Here's a great talk by Andrew Ng of Stanford, who's a recent convert to this area: http://www.youtube.com/watch?v=ZmNOAtZIgIk

(Note that this is quite a one-sided view of things, but it does convey the excitement of deep-learning researchers and the potential of what might be possible.)

Although I'm not in deep learning myself (I'm a computer vision researcher), here's a TL;DR as I understand it: rather than having people in specific domains such as computer vision or speech processing create their own features, the idea is to take raw inputs (pixels in the case of images) and train multi-layer neural net architectures that "learn" the relevant higher-level features in an unsupervised way (i.e., without labeled training data). Some of these seem to be pulling out interesting features and perform competitively on a few benchmarks in vision and other fields.

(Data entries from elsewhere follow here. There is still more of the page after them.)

Issue #1735, opened 2026-08-18
Proposal: Physical Security operational events (patrol, post staffing, alarm disposition, response, incident reporting)


leeandrews9:
## Summary

Proposal to model **operational physical security events** in OCSF — the layer

where a security operation actually runs: what was reported, what it turned

out to be, who responded, how long it took, and what it cost. Follow-up to the

2026-08-18 community call and to the uid-reservation PR #1723; per that call,

this issue carries the substance and the structural question (core category

vs. public extension) is the community's to answer.

Complete working schema, examples, and a live emitter are public here:

**https://github.com/leeandrews9/physec**

## The problem

Fusion centers are pulling physical security into the same SOC as cyber, but

the operational physical layer has no event standard to land on:

- **ONVIF** standardizes device metadata and door/access topics — stops at the device boundary.

- **OSDP** standardizes reader-to-controller messaging — carries no access decision.

- **SIA DC-03 / Contact ID** standardize alarm signalling — they describe signals, not what the signals turned out to be.

- **ANSI/TMA AVS-01** standardizes the alarm validation score — not represented in any machine-readable schema.

- **Guard patrols, post staffing, and response dispatch have no standard whatsoever.**

And OCSF today has no physical security category. The concrete use case from

the call: a run of failed logons at a client, then a break-in at that

client's facility three days later — today those cannot be correlated in one

normalized stream.

## What is proposed

A set of **activity (event) classes** — deliberately **no finding classes**.

Per the call's guidance: physical detections belong in the core **Findings**

category like any other detection, carrying these activities as

`related_events`; the new ground is the activities a finding is made of.

One open question worth settling empirically rather than by assertion:

whether core `detection_finding` plus the `physical_site` profile is

sufficient for the physical detection layer, or whether the Findings

category wants a physical-security finding class (as Zach suggested on the

call). I'll bring a worked mapping — the example chain below aggregated

into a core `detection_finding` — to the Thursday mappings call so the

answer comes from an attempted mapping, not a guess.

| Class | What it records | Standard covering it today |

|---|---|---|

| **Alarm Disposition Activity** | What a signal turned out to be: AVS-01 validation level, CS-V-01 verification method, false-alarm cause, dispatch outcome | **None** |

| **Patrol Activity** | Checkpoint registered/missed, tour missed/incomplete, sequence exceptions | **None** |

[...]

PR #1750, opened 2026-09-04
Add physical_site profile, site_zone object, and physical site context attributes

leeandrews9:
**Part 1 of 3** — 1: this PR, `physical_site` profile and `site_zone` object · 2: #1757 enum values for physical credentials, alarm dispositions, and physical logons · 3: #1758 Physical Security category and classes (stacked on this PR) · design discussion: #1735 · reference implementation: https://github.com/leeandrews9/physec (v0.1.2, ~77,000 live production events)

## Description

Adds a `physical_site` **profile** carrying physical site context — `site_uid`,
`site_name`, `building`, `floor`, and `site_zone` — applied at the base event so
any class can opt in (same pattern as the `record_integrity` profile), and on the
`location` object so devices and endpoints inherit physical site context through
`device.location`.

Adds the **`site_zone` object** (a defined area within a physical site sharing a
common security posture: perimeter, public, restricted, critical, transitional,
external). It sits beside `site_uid` and `site_name`, and the name stays clear of
both the existing `zone` dictionary attribute and the term "security zone", which
already mean a network zone. The `zone_type_id` values are generic tiers by
security posture; the description says how regime-specific tiers (DoD, DOE, NRC
areas) map onto them, with the native tier name carried in `zone_type`.

Adds the supporting **dictionary attributes**: `site_uid`, `site_name`, `building`,
`floor` (`string_t`), `site_zone` (object), `is_armed` (`boolean_t`), and
`zone_type_id`/`zone_type` (enum + sibling).

## Motivation

Physical security telemetry (badge access, alarms, guard operations, cameras) has no
site/place context in the schema today: `location` is geographic, and `zone` is a
network concept. This profile is the smallest change that lets physical events land
in the same normalized stream as logical ones — applying it to IAM/Authentication
classes correlates logical access with physical presence at the same site (the
failed-logons-then-break-in scenario), per the direction discussed in #1735 and on
the 2026-08-20 mappings call.

This is the first of two or three sequenced changes from that discussion; enum
additions (badge/prox/smart-card `auth_factor` values, disposition values) follow
separately.

## Evidence

~73,000 live production events from a US hybrid security firm's guarding and
monitoring operation already carry this profile via the `physec` extension
(https://github.com/leeandrews9/physec — CI validates against upstream; instance
suite green over the live corpus). The attribute names here match what is running
in production ([v0.1.1 changelog](https://github.com/leeandrews9/physec/blob/main/CHANGELOG.md)).

Open to reshaping per review — e.g., folding site identity into an entity object
rather than flat attributes — the production data can be re-emitted either way.

### DIFF
--- a/CHANGELOG.md
+++ b/CHANGELOG.md
@@ -44,10 +44,17 @@ Thankyou! -->
 ## [Unreleased]
 
 ### Added
+* #### Profiles
+  1. Added `physical_site` profile carrying physical site context (`site_uid`, `site_name`, `building`, `floor`, `security_zone`), applied at the base event so any class can carry it, and on the `location` object so devices and endpoints inherit site context through `device.location`.
+* #### Objects
+  1. Added `security_zone` object describing a physical security zone within a site, distinct from the network `zone` attribute.
 * #### Dictionary Attributes
   1. Added `likelihood` as a `string_t`, normalized to the caption of `likelihood_id`. [#1715](https://github.com/ocsf/ocsf-schema/pull/1715)
   1. Added `likelihood_id` as an `integer_t` enum with values Unknown (0), Very Low (1), Low (2), Moderate (3), High (4), Very High (5), Other (99). [#1715](https://github.com/ocsf/ocsf-schema/pull/1715)
   1. Added `likelihood_score` as an `integer_t`, complementing `confidence_score`, `impact_score`, and `risk_score`. [#1715](https://github.com/ocsf/ocsf-schema/pull/1715)
+  1. Added `site_uid`, `site_name`, `building`, and `floor` as `string_t` physical site context attributes.
+  1. Added `security_zone` as an object attribute and `is_armed` as a `boolean_t`.
+  1. Added `zone_type_id` as an `integer_t` enum with values Unknown (0), Perimeter (1), Public (2), Restricted (3), Critical (4), Transitional (5), External (6), Other (99), and `zone_type` as its `string_t` sibling.
 
 ### Improved
 * #### Event Classes
--- a/CHANGELOG.md
+++ b/CHANGELOG.md
@@ -45,16 +45,16 @@ Thankyou! -->
 
 ### Added
 * #### Profiles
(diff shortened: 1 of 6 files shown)


leeandrews9:
Following Zach's suggestion on Tuesday's call, I compiled this branch in browser mode with `ocsf-schema-compiler` and rendered it in `ocsf-server` 4.6.0. The check caught an issue, fixed in the new commit: the profile was registered in `base_event`'s and `location`'s `profiles` lists but not `$include`d in their attributes, so it rendered on its own page and attached nothing anywhere. `endpoint.json` with the container profile shows the right pattern.

With the fix, selecting Physical Site adds `site_uid`, `site_name`, `building`, `floor`, and `site_zone` to every class through `base_event` and to `location`; deselecting it removes them. Compile is clean (no warnings). Screenshots: the profile page, the `site_zone` object, Geo Location with the profile on, and Authentication with the profile on (context group only).

pr1750-02-object-site_zone
pr1750-03-object-location-with-profile
pr1750-04-authentication-with-profile-context-group
pr1750-01-profile-physical_site


One observation for the maintainers: neither the compiler nor the validator flags a profile that is listed in `profiles` but absent from `$include`. A warning there would have caught this before review.

Also renamed `security_zone` to `site_zone`, per Zach's point that 'security zone' could already means a network zone in firewalls and DNS appliances; the enum values are unchanged and the `zone_type_id` description now says how regime-specific tiers (DoD, DOE, NRC) map onto them.

Could a maintainer approve the workflow runs on this PR? They have been queued for first-contributor approval since it was opened. Locally the branch compiles clean and passes `ocsf-validator` on Linux. Screenshots below thanks!

objects/site_zone.json
```diff
@@ -0,0 +1,18 @@
+{
+  "caption": "Site Zone",
+  "description": "The Site Zone object describes a site zone: a defined area within a physical site that shares a common security posture, such as a perimeter, a public lobby, or a restricted area. It is distinct from the <code>zone</code> attribute, which describes a network zone.",
+  "extends": "_entity",
+  "name": "site_zone",
+  "attributes": {
+    "zone_type_id": {
```
mikeradka, line 7: With OCSF convention, a `type_id` attribute should be an enum with concrete numeric values/captions. The `type` would then be the string sibling. `zone_type_id` would need concrete values if a type identifier for the zone is the intent.

mikeradka (changes requested):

I'm not sold on this yet, because it seems like the complexity of designing features has merely been traded in for the complexity of designing different learning architectures, but it's certainly becoming quite popular these days (mostly led by Geoff Hinton of Toronto, Yoshua Bengio of Montreal, and Yann LeCunn of NYU).

yid · on May 1, 2011

Thanks for that, definitely some prominent folks involved.

nivertech · on May 1, 2011

Is this the same as non-parametric learning?

apu · on May 1, 2011

No, non-parametric learning is an unrelated topic, which seeks to estimate probability distributions without using "parametric" (= having known structure) models. The canonical example of a non-parametric approach is using histograms, or their generalization, called Parzen Windows.

http://en.wikipedia.org/wiki/Parzen_Windows

basman · on May 2, 2011

That's an orthogonal distinction. The methods thus far have typically been parametric, in that there's a fixed network topology and the learning algorithm adjusts the (fixed set of) weights on the edges. There's no reason, though, why you couldn't have a nonparametric version that adaptively chose the number of hidden nodes in the networks and the connectivity structure.